#### [Task description]
Provide an exact copy of the lines from the beginning of the records through the line that includes "### Description", and of no others.

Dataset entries

Issue #128, opened 2021-01-11
Form renders multiple times


saulipurhonen:
#### Describe the bug

When rendering form in `WizardFillObjectDetailsForm`, component is rendered multiple times on initialization.

#### To Reproduce

Steps to reproduce the behaviour:

1. Log anything in `FormContent` method.
2. Select `Fill Form` submission type 
3. Log does multiple times

#### Expected behavior

Form should be rendered only once for performance reasons.
It seems that multiple state changes in `WizardFillObjectDetailsForm` method cause this. 
https://stackoverflow.com/questions/53574614/multiple-calls-to-state-updater-from-usestate-in-component-causes-multiple-re-re

PR #178, opened 2021-03-03
Bugfix/form renders multiple times

hannyle:
### Description

- Fix bug https://github.com/CSCfi/metadata-submitter-frontend/issues/128 that the form renders multiple times when we open it
- Prevent the form from re-rendering every second when we start typing something into it

### Related issues

https://github.com/CSCfi/metadata-submitter-frontend/issues/128

### Type of change

### Changes Made

- Combine multiple internal states of component `WizardFillObjectDetailsForm` into one state object
- Fix the logics of counting-up `timer` and setting `DraftAutoSave` for the form

### Testing

- [x] Unit Tests
- [x] Integration Tests

### DIFF
--- a/src/components/NewDraftWizard/WizardForms/WizardFillObjectDetailsForm.js
+++ b/src/components/NewDraftWizard/WizardForms/WizardFillObjectDetailsForm.js
@@ -461,7 +461,7 @@ const WizardFillObjectDetailsForm = (): React$Element<typeof Container> => {
   const [responseInfo, setResponseInfo] = useState([])
 
   /*
-   * Fetch json schema from either local storage or API, set schema and dereferenced version to component state.
+   * Fetch json schema from either session storage or API, set schema and dereferenced version to component state.
    */
   useEffect(() => {
     const fetchSchema = async () => {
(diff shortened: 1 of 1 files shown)


src/components/NewDraftWizard/WizardForms/WizardFillObjectDetailsForm.js
```diff
@@ -432,20 +441,57 @@ const FormContent = ({ resolver, formSchema, onSubmit, objectType, folderId, cur
...
-  const [formSchema, setFormSchema] = useState({})
-  const [validationSchema, setValidationSchema] = useState({})
   const [submitting, setSubmitting] = useState(false)
-  const dispatch = useDispatch()
-  const { folderId } = useSelector(state => state.submissionFolder)
   const [responseInfo, setResponseInfo] = useState([])
-  const currentObject = useSelector(state => state.currentObject)
+
+  /*
+   * Fetch json schema from either local storage or API, set schema and dereferenced version to component state.
```
blankdots, line 464:
```suggestion
   * Fetch json schema from either session storage or API, set schema and dereferenced version to component state.
```
nitpicking as we have not been using local storage for quite some time we should make it clear it is session storage

blankdots (commented):
The changes look good but the branch seems to be a tad out of date.

~@hannyle @saulipurhonen  can you rebase this on `develop` i am worried that some changes to `flow-bin` package with regard to types might not be caught on this branch~

- never mind i think it was my local env that said flow-bin was an older version

blankdots (approved):

lilachic (approved):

#### [Exercise response]
Issue #128, opened 2021-01-11
Form renders multiple times


saulipurhonen:
#### Describe the bug

When rendering form in `WizardFillObjectDetailsForm`, component is rendered multiple times on initialization.

#### To Reproduce

Steps to reproduce the behaviour:

1. Log anything in `FormContent` method.
2. Select `Fill Form` submission type 
3. Log does multiple times

#### Expected behavior

Form should be rendered only once for performance reasons.
It seems that multiple state changes in `WizardFillObjectDetailsForm` method cause this. 
https://stackoverflow.com/questions/53574614/multiple-calls-to-state-updater-from-usestate-in-component-causes-multiple-re-re

PR #178, opened 2021-03-03
Bugfix/form renders multiple times

hannyle:
### Description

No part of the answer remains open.